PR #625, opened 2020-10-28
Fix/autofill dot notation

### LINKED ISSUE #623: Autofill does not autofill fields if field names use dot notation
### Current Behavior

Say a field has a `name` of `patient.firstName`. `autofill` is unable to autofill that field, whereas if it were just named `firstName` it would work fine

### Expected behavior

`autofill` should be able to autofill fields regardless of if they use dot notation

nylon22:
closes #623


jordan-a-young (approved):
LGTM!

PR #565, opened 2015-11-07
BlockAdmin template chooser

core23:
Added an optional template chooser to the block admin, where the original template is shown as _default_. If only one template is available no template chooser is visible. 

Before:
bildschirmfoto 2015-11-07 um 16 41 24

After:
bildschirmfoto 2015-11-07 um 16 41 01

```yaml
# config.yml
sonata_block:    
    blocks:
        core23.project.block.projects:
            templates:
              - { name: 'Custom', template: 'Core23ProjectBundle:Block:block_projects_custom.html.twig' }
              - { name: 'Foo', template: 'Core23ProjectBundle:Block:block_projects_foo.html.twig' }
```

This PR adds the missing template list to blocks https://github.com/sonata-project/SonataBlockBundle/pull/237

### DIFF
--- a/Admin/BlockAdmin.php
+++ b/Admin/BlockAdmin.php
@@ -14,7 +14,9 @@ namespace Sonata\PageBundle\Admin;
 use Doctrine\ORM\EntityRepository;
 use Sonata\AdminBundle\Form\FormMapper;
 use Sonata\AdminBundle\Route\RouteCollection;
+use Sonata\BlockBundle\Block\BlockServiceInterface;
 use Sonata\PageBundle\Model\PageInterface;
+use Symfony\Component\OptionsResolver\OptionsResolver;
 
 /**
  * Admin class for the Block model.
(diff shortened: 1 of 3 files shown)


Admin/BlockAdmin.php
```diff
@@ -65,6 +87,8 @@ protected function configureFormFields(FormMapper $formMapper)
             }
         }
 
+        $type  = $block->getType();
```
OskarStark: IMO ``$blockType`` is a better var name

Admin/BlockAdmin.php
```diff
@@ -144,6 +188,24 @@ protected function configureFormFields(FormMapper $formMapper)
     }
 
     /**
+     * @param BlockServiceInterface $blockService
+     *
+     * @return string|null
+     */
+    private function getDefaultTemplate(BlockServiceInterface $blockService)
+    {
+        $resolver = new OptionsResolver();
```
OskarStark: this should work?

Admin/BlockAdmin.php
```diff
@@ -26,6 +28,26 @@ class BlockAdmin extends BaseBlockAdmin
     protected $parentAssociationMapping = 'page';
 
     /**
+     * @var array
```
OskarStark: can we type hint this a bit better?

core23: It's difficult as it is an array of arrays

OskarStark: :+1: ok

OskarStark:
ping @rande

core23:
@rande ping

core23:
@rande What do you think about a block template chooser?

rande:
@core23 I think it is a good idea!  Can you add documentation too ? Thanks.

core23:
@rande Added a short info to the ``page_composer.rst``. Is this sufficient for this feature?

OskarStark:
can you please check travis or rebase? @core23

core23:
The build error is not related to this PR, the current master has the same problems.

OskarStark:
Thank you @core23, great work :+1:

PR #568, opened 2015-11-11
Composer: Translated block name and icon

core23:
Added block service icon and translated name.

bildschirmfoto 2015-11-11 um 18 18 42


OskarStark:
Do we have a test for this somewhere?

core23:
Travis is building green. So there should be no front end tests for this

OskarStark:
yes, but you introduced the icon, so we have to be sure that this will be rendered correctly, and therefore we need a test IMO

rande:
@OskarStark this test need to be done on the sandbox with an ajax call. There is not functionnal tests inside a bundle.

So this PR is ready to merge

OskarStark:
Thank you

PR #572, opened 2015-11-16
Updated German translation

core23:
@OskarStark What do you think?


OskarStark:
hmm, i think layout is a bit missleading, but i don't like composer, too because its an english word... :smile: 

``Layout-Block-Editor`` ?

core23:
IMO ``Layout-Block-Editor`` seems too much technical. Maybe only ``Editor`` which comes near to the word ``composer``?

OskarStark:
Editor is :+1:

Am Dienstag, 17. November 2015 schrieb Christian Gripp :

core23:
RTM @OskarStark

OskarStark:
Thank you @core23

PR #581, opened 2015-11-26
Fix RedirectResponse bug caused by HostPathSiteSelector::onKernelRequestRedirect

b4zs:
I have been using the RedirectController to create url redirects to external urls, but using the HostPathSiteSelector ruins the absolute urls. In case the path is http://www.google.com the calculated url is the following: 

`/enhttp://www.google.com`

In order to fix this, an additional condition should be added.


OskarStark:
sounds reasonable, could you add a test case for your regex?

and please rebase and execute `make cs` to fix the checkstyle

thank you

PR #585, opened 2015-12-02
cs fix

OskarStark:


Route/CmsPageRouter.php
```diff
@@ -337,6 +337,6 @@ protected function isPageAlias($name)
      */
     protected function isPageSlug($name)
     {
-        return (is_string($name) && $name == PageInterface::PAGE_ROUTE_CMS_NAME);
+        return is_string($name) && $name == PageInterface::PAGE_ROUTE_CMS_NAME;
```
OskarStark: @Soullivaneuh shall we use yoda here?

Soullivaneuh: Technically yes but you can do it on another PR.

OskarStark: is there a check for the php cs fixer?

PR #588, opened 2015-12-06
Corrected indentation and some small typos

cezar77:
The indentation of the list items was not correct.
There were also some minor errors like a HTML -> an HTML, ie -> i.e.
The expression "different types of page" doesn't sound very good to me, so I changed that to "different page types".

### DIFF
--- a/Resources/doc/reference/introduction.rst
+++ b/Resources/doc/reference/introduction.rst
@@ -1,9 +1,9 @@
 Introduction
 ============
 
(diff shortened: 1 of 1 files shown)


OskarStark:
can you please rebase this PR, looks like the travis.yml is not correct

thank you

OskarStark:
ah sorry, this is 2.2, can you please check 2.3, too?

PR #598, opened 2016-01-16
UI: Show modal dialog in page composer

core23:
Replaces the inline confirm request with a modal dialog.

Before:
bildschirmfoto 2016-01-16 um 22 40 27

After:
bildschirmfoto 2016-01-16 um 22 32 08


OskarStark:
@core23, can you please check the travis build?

• • • •

# [WHAT TO DO]
Every line from the first entry to the line containing "use Sonata\AdminBundle\Route\RouteCollection;" should be transcribed exactly, and nothing beyond it.

# [RESPONSE]
PR #625, opened 2020-10-28
Fix/autofill dot notation

### LINKED ISSUE #623: Autofill does not autofill fields if field names use dot notation
### Current Behavior

Say a field has a `name` of `patient.firstName`. `autofill` is unable to autofill that field, whereas if it were just named `firstName` it would work fine

### Expected behavior

`autofill` should be able to autofill fields regardless of if they use dot notation

nylon22:
closes #623


jordan-a-young (approved):
LGTM!

PR #565, opened 2015-11-07
BlockAdmin template chooser

core23:
Added an optional template chooser to the block admin, where the original template is shown as _default_. If only one template is available no template chooser is visible. 

Before:
bildschirmfoto 2015-11-07 um 16 41 24

After:
bildschirmfoto 2015-11-07 um 16 41 01

```yaml
# config.yml
sonata_block:    
    blocks:
        core23.project.block.projects:
            templates:
              - { name: 'Custom', template: 'Core23ProjectBundle:Block:block_projects_custom.html.twig' }
              - { name: 'Foo', template: 'Core23ProjectBundle:Block:block_projects_foo.html.twig' }
```

This PR adds the missing template list to blocks https://github.com/sonata-project/SonataBlockBundle/pull/237

### DIFF
--- a/Admin/BlockAdmin.php
+++ b/Admin/BlockAdmin.php
@@ -14,7 +14,9 @@ namespace Sonata\PageBundle\Admin;
 use Doctrine\ORM\EntityRepository;
 use Sonata\AdminBundle\Form\FormMapper;
 use Sonata\AdminBundle\Route\RouteCollection;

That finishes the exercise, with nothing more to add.